>>>>>

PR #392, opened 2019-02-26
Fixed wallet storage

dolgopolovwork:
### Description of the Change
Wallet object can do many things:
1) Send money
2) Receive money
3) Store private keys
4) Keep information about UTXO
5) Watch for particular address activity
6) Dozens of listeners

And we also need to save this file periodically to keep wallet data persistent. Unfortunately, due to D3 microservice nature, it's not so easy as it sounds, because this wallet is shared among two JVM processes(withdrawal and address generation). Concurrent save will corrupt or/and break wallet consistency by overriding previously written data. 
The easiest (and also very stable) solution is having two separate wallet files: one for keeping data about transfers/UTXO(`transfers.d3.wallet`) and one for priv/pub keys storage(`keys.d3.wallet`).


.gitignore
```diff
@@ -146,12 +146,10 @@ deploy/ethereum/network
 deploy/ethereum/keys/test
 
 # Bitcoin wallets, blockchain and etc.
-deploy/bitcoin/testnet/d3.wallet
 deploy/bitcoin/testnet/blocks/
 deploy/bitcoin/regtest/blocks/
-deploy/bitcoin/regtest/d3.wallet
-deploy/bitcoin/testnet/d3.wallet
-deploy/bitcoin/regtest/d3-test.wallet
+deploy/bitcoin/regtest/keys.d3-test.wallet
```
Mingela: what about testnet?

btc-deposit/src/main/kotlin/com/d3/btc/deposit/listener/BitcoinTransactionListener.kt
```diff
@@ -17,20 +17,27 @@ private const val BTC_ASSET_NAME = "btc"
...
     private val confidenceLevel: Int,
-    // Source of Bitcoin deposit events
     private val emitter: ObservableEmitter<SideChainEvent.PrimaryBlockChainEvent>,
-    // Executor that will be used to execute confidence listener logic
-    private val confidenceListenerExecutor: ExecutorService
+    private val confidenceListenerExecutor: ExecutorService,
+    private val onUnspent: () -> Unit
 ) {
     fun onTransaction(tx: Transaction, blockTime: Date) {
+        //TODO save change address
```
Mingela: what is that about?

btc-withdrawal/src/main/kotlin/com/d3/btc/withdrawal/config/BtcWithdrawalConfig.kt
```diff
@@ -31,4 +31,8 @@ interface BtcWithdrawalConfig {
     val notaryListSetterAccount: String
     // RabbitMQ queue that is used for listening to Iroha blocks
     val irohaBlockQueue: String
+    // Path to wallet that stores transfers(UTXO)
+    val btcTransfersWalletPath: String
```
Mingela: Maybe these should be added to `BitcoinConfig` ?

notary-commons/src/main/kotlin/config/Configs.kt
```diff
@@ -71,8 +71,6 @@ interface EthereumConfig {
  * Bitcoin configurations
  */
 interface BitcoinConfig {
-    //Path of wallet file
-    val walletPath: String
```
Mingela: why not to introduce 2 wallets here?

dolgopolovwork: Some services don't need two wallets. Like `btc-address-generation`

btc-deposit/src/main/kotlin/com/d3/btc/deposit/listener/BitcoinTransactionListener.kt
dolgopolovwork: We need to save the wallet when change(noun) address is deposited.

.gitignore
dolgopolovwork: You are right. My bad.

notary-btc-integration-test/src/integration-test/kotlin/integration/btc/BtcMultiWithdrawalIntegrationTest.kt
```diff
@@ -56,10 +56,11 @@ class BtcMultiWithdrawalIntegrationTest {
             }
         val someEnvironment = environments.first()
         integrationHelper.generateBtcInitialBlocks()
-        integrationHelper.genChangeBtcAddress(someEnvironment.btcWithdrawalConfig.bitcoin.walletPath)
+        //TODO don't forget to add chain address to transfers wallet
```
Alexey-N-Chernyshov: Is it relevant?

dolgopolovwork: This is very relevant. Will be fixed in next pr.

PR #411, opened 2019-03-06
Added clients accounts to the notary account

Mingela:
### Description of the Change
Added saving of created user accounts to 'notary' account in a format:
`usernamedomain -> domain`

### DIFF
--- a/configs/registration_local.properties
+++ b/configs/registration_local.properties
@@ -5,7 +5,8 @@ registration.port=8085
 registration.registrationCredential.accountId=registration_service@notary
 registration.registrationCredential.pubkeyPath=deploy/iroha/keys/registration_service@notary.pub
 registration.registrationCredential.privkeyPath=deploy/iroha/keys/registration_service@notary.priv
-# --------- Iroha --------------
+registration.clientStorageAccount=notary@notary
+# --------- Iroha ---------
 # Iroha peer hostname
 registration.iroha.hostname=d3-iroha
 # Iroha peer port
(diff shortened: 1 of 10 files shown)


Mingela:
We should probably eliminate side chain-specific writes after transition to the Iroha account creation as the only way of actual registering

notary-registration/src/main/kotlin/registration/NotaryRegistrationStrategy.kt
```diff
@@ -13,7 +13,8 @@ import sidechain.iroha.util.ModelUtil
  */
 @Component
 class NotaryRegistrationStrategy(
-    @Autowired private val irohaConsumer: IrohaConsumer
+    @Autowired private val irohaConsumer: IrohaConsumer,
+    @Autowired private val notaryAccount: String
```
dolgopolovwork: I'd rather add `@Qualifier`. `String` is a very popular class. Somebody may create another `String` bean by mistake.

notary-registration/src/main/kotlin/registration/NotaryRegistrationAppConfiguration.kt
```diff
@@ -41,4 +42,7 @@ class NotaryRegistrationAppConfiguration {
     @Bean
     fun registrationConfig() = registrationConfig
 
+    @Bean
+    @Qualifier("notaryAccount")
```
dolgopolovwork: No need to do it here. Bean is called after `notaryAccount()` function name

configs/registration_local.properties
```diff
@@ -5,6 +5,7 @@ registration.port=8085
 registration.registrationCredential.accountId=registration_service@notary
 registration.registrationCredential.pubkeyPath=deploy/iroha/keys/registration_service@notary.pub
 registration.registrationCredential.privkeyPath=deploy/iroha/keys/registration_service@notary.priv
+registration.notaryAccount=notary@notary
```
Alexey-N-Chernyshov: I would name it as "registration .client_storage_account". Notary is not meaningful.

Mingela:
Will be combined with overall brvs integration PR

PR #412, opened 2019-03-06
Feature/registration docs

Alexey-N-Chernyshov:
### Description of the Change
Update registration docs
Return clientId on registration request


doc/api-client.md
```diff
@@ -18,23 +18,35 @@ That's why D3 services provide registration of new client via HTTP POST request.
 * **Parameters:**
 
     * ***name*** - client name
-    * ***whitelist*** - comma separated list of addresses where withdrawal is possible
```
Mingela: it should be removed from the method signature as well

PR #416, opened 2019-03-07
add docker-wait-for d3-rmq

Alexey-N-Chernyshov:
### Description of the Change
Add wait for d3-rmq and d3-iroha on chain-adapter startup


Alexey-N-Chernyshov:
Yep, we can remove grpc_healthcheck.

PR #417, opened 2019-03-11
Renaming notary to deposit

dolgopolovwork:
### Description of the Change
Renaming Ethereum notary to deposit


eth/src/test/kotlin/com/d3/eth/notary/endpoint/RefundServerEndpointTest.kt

<<<<<

Copy each line holding "class" from the material above.

@@ -56,10 +56,11 @@ class BtcMultiWithdrawalIntegrationTest {
 class NotaryRegistrationStrategy(
dolgopolovwork: I'd rather add `@Qualifier`. `String` is a very popular class. Somebody may create another `String` bean by mistake.
@@ -41,4 +42,7 @@ class NotaryRegistrationAppConfiguration {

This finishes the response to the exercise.